Looks great! Nice work! &#128170;&#127995;


----------



## jjenk321 (May 9, 2020)

Cajun71163 said:


> So I am a newbie to all this. 11 months ago I did a complete lawn renovation. This was a big job for me to undertake. Put down Celebration Bermuda. I used PGR before leaving on a 2 week vacation on June 2 At a rate of .5 ounces per gallon @ 1000 sq feet per gallon. I additionally applied liquid Iron and a treatment of 28-03-10 granular to try and keep the yellowing down. The results were amazing. The lateral growth was amazing. The front yard only grew .5". The vertices growth in the backyard (untreated) was 2.5". Planning on doing this again first week of July and August. Would like any suggestions or comments on the future application.


Nicely done! I'm starting pgr this summer too. Can't wait to see what results I get.


----------



## wchang23 (Apr 9, 2020)

Nice job! Do you reel mow your lawn?


----------



## andymac7 (Oct 30, 2018)

Cajun71163 said:


> So I am a newbie to all this. 11 months ago I did a complete lawn renovation. This was a big job for me to undertake. Put down Celebration Bermuda. I used PGR before leaving on a 2 week vacation on June 2 At a rate of .5 ounces per gallon @ 1000 sq feet per gallon. I additionally applied liquid Iron and a treatment of 28-03-10 granular to try and keep the yellowing down. The results were amazing. The lateral growth was amazing. The front yard only grew .5". The vertices growth in the backyard (untreated) was 2.5". Planning on doing this again first week of July and August. Would like any suggestions or comments on the future application.

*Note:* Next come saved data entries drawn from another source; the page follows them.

PR #2117, opened 2026-09-01
engine/qmlui: add a "Fixture light" intensity setting to the 3D view

mjcmatrix:
## Description

**Summary of Changes:**

### What this adds

A **Fixture light** percentage in the 3D view "Rendering" settings: a global multiplier on the light fixtures cast onto surfaces.

### Why

The deferred renderer accumulates emitters additively (`SpotlightShadingFilter` blends `One/One`) and `gamma_correct.frag` tone maps the sum with `1 - exp(-hdr)`. That means:

| fixtures at full on the same area | accumulated | on screen |
|---|---|---|
| 1 | 1.0 | 0.63 |
| 8 | 8.0 | 0.9997 |
| 18 | 18.0 | 1.0 |

A rig with enough fixtures aimed at the stage saturates it to flat white and there is no way to pull it back. **Ambient light** sets how bright the set is on its own and **Smoke amount** scales the volumetric beams, but nothing scaled the light landing on surfaces.

Old3DOversaturation

I considered a camera-style exposure control on the tone map first and rejected it: because the fixtures are already saturated while the set is still in the linear region, lowering exposure darkens the set faster than the fixtures and makes the imbalance worse, not better.

### Changes to `engine` — for review and approval

`MonitorProperties` gains one `qreal` member with an inline getter/setter, one attribute (`FixtureLight`) on the existing `<Rendering>` element, and default and reset handling. It follows exactly the pattern of the neighbouring render settings; no existing member, signature or XML element changes.

The default is 1.0 and the loader leaves it at 1.0 when the attribute is absent, so **every existing project renders byte-identically**. `monitorproperties_test` is extended to cover the new value in `defaults()`, `reset()` and the XML round-trip.

This sits in `engine` only because that is where the other 3D view rendering settings are stored so they persist in the workspace. If you would rather it were held elsewhere, or not persisted at all, say so and I will move it.

### Changes in `qmlui`

`MainView3D` gains a proxying `Q_PROPERTY` alongside `ambientIntensity` and `smokeAmount`, emitted from `applyRenderSettings()`. The value reaches the shader as a single `Parameter` on `SpotlightShadingFilter`, which already supplies `albedoTex`, `shadowTex` and `useShadows` the same way, and one `uniform float` in `spotlight_shading.frag`.

`PixelBar3DItem` and `Strobe3DItem` scale their own `lightIntensity` instead.
Fixtures that cast cones contribute only through the spotlight passes — their meshes get `bloom` 0 in `inspectEntity()` — while these two cast nothing and contribute only their emissive surface. So the multiplier reaches every fixture's light contribution exactly once.

The volumetric beams are deliberately left alone: `Smoke amount` already scales them in `spotlight_scattering.frag`.

**Related Issues:**
- Depends on the `<Rendering>` persistence work; that needs to land first.  https://github.com/mcallegari/qlcplus/pull/2116
- Documentation PR: https://github.com/mcallegari/qlcplus-docs/pull/133

## Checklist

  - [x] Linux
  - [ ] Windows
  - [ ] macOS

## Testing

- Tested on Linux / Qt 6.11 only. **Not tested on Windows or macOS.**

**Test Cases:**
1. Place multiple fixtures including "LED Bar (Beams)" fixture types (used for stage color wash), e.g. 320 bright LED fixtures, around a stage, to mirror a real venue, all illuminating the stage area, and turn on all the lights. Observe flat white effect or maximum-intensity color saturation. The lights are all additive. This does not reflect the true lighting on the stage being modelled without the new "Fixture light" setting working in tandem with "Smoke amount". Reduce both the "Fixture light" and "Smoke amount" settings. Observe that the "Fixture light" settings controls the level of light cast by all fixtures onto surfaces.

**Test Results:**
1. Passed

Smoke/regression testing passed.

Result:
New3DFeatures

## Additional Notes

- New option so a parallel `qlcplus-docs` PR has been prepared: https://github.com/mcallegari/qlcplus-docs/pull/133

### DIFF
--- a/engine/src/monitorproperties.cpp
+++ b/engine/src/monitorproperties.cpp
@@ -55,6 +55,7 @@
 #define KXMLQLCMonitorRenderQuality     QStringLiteral("Quality")
 #define KXMLQLCMonitorRenderAmbient     QStringLiteral("Ambient")
 #define KXMLQLCMonitorRenderSmoke       QStringLiteral("Smoke")
+#define KXMLQLCMonitorRenderFxLight     QStringLiteral("FixtureLight")
 #define KXMLQLCMonitorRenderShowFPS     QStringLiteral("ShowFPS")
 #define KXMLQLCMonitorItemName      QStringLiteral("Name")
 #define KXMLQLCMonitorItemRes       QStringLiteral("Res")
@@ -91,6 +92,8 @@
 #define RENDER_DEFAULT_QUALITY  2
 #define RENDER_DEFAULT_AMBIENT  0.6
 #define RENDER_DEFAULT_SMOKE    0.8
+/* Unscaled: a project that has never touched this renders exactly as before */
+#define RENDER_DEFAULT_FXLIGHT  1.0
 
 MonitorProperties::MonitorProperties()
     : m_font(QFont("Arial", 12))
@@ -104,6 +107,7 @@ MonitorProperties::MonitorProperties()
     , m_renderQuality(RENDER_DEFAULT_QUALITY)
     , m_ambientLightIntensity(RENDER_DEFAULT_AMBIENT)
     , m_smokeAmount(RENDER_DEFAULT_SMOKE)
+    , m_fixtureLightIntensity(RENDER_DEFAULT_FXLIGHT)
     , m_showFPS(false)
     , m_showLabels(false)
 {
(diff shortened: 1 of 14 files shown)


mjcmatrix:
I believe the LED Bar (Beams) merge has affected the base of this. I will fix this tomorrow

PR #2123, opened 2026-09-03
resources: improve the American DJ Jolt 300 definition

mjcmatrix:
## Description

**Summary of Changes:**

Expands the Jolt 300's colour macro channel into the 64 macros of the manual's chart, sets the fixture type to LED Bar (Pixels), adds the missing `Lumens` and white LED colour temperature, and normalises `LED's` to `LEDs` in the shutter capability labels.

**Related Issues:**

None.

## Checklist

  - [x] Linux
  - [ ] Windows
  - [ ] macOS

## Testing

**Test Cases:**

| # | Case | Result |
|---|------|--------|
| 2 | Colour macro DMX ranges tile 0–255 with no gap or overlap | Pass — asserted while generating from the chart |
| 3 | Every mode channel reference resolves after the macro channel was rewritten | Pass — no unresolved references |
| 4 | Macro channel appears in exactly the modes the manual's chart marks | Pass — 8 Channel (ch5), A10 Channel (ch5), A18 Channel (ch13) |
| 5 | Every mode's channel order re-checked against the manual's DMX chart | Pass — including B10 placing White on ch7, and B18 splitting the whites to ch13–15 |
| 6 | Definition loads in QLC+ 5 | Pass — no cache or capability warnings |
| 7 | 2D view head geometry | Pass — three heads, matching the three RGB sections |
| 8 | Tested on real fixture hardware - core capabilities only | Works |

**Test Results:**

All pass. Tested on Linux, Qt 6.11.2.

## Additional Notes

**Fixture type.** The Jolt 300 has three independently controllable RGB sections, which the definition already declared as three heads with a 3×1 layout, but its type was `Other`, which renders nothing meaningful in the 3D view. It is typed here as LED Bar (Pixels), the three sections being pixels of the bar; this follows the maintainer's review of the Pulse LED BAR 320, where a bar of this kind was judged a pixel bar rather than a set of beam emitters. An earlier revision of this PR used LED Bar (Beams).

**Colour macros.** The channel was a bare `Preset="ColorMacro"`, i.e. one undifferentiated 0–255 range with no capability data. The manual's chart gives an RGB **and white** intensity per macro, but a `Res1` swatch has no white channel. Dropping white would render macro 64 — white LEDs only, RGB all zero — as black. The swatch therefore folds white in additively with a clamp, `min(255, R + W)` per component, the way the emitters mix. Macro 64 comes out white and macro 32 stays white; the cost is that the macro 1–31 pastels read slightly less saturated in the swatch than their raw RGB triples. This affects only the swatch and the Stage Wizard's colour picking — the rendered beam colour comes from the RGBW intensity channels, not from `Res1`. DMX 0 is left as a plain capability rather than a `ColorMacro` of black.

Macros are named as the manual names them (`Color 1` … `Color 64`) rather than given invented descriptive names; the swatches carry the colour.

**Lumens.** 12900, from ADJ's published 4113 lux at 1 m over the 120° beam: `flux = lux * distance^2 * 2*pi*(1 - cos(beam / 2))`. The figure is for the whole fixture; the 3D view divides it between the heads it draws. Colour temperature 6000 K is ADJ's figure for the white LEDs.

**Left alone deliberately.** The manual gives Program 21 as 156–161 and Program 22 as 162–169, while the definition has 156–162 / 163–169. Every other program in that table is exactly 7 values wide and the manual's own numbers break the pattern only here, so this reads as a typo in the manual and the existing values were kept.

## Source(s) of Information

- ADJ Jolt 300 User Manual — DMX chart pages 11–14, colour macro chart pages 15–16
- ADJ Jolt 300 cut sheet — light source, sections, electrical, dimensions
- Product page: www.adj.com/jolt-300

### DIFF
--- a/resources/fixtures/American_DJ/American-DJ-Jolt-300.qxf
+++ b/resources/fixtures/American_DJ/American-DJ-Jolt-300.qxf
@@ -8,7 +8,7 @@
  </Creator>
  <Manufacturer>American DJ</Manufacturer>
  <Model>Jolt 300</Model>
- <Type>LED Bar (Beams)</Type>
+ <Type>LED Bar (Pixels)</Type>
  <Channel Name="Red" Preset="IntensityRed"/>
  <Channel Name="Green" Preset="IntensityGreen"/>
  <Channel Name="Blue" Preset="IntensityBlue"/>
--- a/resources/fixtures/American_DJ/American-DJ-Jolt-300.qxf
+++ b/resources/fixtures/American_DJ/American-DJ-Jolt-300.qxf
@@ -4,11 +4,11 @@
  <Creator>
   <Name>Q Light Controller Plus</Name>
   <Version>4.12.7 GIT</Version>
-  <Author>David Gouronc</Author>
+  <Author>David Gouronc + Matt Carter</Author>
  </Creator>
  <Manufacturer>American DJ</Manufacturer>
  <Model>Jolt 300</Model>
- <Type>Other</Type>
+ <Type>LED Bar (Beams)</Type>
  <Channel Name="Red" Preset="IntensityRed"/>
  <Channel Name="Green" Preset="IntensityGreen"/>
  <Channel Name="Blue" Preset="IntensityBlue"/>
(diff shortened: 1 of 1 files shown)


resources/fixtures/American_DJ/American-DJ-Jolt-300.qxf
```diff
@@ -4,11 +4,11 @@
  <Creator>
   <Name>Q Light Controller Plus</Name>
   <Version>4.12.7 GIT</Version>
-  <Author>David Gouronc</Author>
+  <Author>David Gouronc + Matt Carter</Author>
  </Creator>
  <Manufacturer>American DJ</Manufacturer>
  <Model>Jolt 300</Model>
- <Type>Other</Type>
+ <Type>LED Bar (Beams)</Type>
```
mcallegari: This is not a beam bar. Change it to pixel.

mjcmatrix: I should not have submitted this instead of addressing the root cause. I thought it was the best option for now visually, to be revised later. Same as the last bar fixture PR, the glow in the 3D view is currently unrealistic, in reality it is a bright stage wash more like wide beams. I will use this as a local workaround until we address the dim glow of Pixel bars. Taken in context with the whole set of 3D view PRs (submitted and still in development pending submission) you might see why I did this - but it doesn't make it the right choice.

I may at some point begin work on an "LED Bar (Pixels)" light improvement for beam-like/wash-style high brightness fixtures but will have to consult you closely on that one.

(I will amend this PR to pixel.)

mjcmatrix: Corrected type to LED Bar (Pixels)

mcallegari:
Thanks

PR #645, opened 2026-02-18
Add request signing tests to multi-runtime compatibility CI

tillrohrmann:
I've asked our automation engineer Claude to help me with adding support for testing request signing across the different TS runtimes.

Enable identity verification (request signing) in the 5 runtime compatibility tests (Node, Bun, Deno, Cloudflare Workers, Vercel) to ensure that dependency upgrades in restate-sdk-shared-core won't break JWT signature verification across JS runtimes.

Changes:
- Add a test-only ED25519 keypair in test/fixtures/request-signing/
- Modify all 6 example services to optionally enable identity verification via the RESTATE_IDENTITY_KEYS env var
- Switch 5 CI workflow templates from services: block to docker run so the Restate server's signing private key PEM file can be mounted
- Lambda template is unchanged (uses same WASM core as Node)


packages/examples/bun/src/index.ts
```diff
@@ -24,7 +24,10 @@ const greeter = restate.service({
   },
 });
 
+const identityKeys =
+  process.env.RESTATE_IDENTITY_KEYS?.split(",").filter(Boolean);
```
tillrohrmann: Is this ok to add to the public examples? Alternatively, we could add dedicated testing handlers to the repo. Same question for all the other example handlers.

slinkydeveloper: sounds good to me, these are not ready to clone examples anyway, that's something we have in the examples repo.
just make sure it tolerates starting without identity keys.

nikrooz (approved):
LGTM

Looks awesome @Cajun71163 ! But you said your lateral growth was amazing? Does PGR enhance this? I've read other posts that say ALL growth was supressed, so I've been holding off using it since I still have some spots that need to be filled in.


----------



## cutigers08 (Aug 16, 2019)

I'm on my 2nd application and did a level in March. The PGR is amazing! I even mowed barefoot last mow lol. I am spraying it with FEature as well.


----------



## dubyadubya87 (Mar 10, 2020)

The color is amazing. 
Nice flip-flop tan lines by the way.


----------



## bigbew (Jan 23, 2020)

Do you have any before pics that highlight the lateral spread?


----------



## Cajun71163 (Sep 17, 2019)

What I mean is that it is thicker now by lateral spread. It is much tighter grain.


----------



## jkdalrymple (Jan 3, 2020)

Following - I'm at the stage now where I'm ready for this PGR experience. I've got myself lost in this GDD (growing degree days) rabbit hole


----------



## JPorter (Sep 5, 2018)

PGR is a game changer... since ive been using it, my lawn has been killing it. Yard looks fantastic buddy! Keep it up!


----------



## kevlarrr (Apr 27, 2020)

cutigers08 said:


> I'm on my 2nd application and did a level in March. The PGR is amazing! I even mowed barefoot last mow lol. I am spraying it with FEature as well.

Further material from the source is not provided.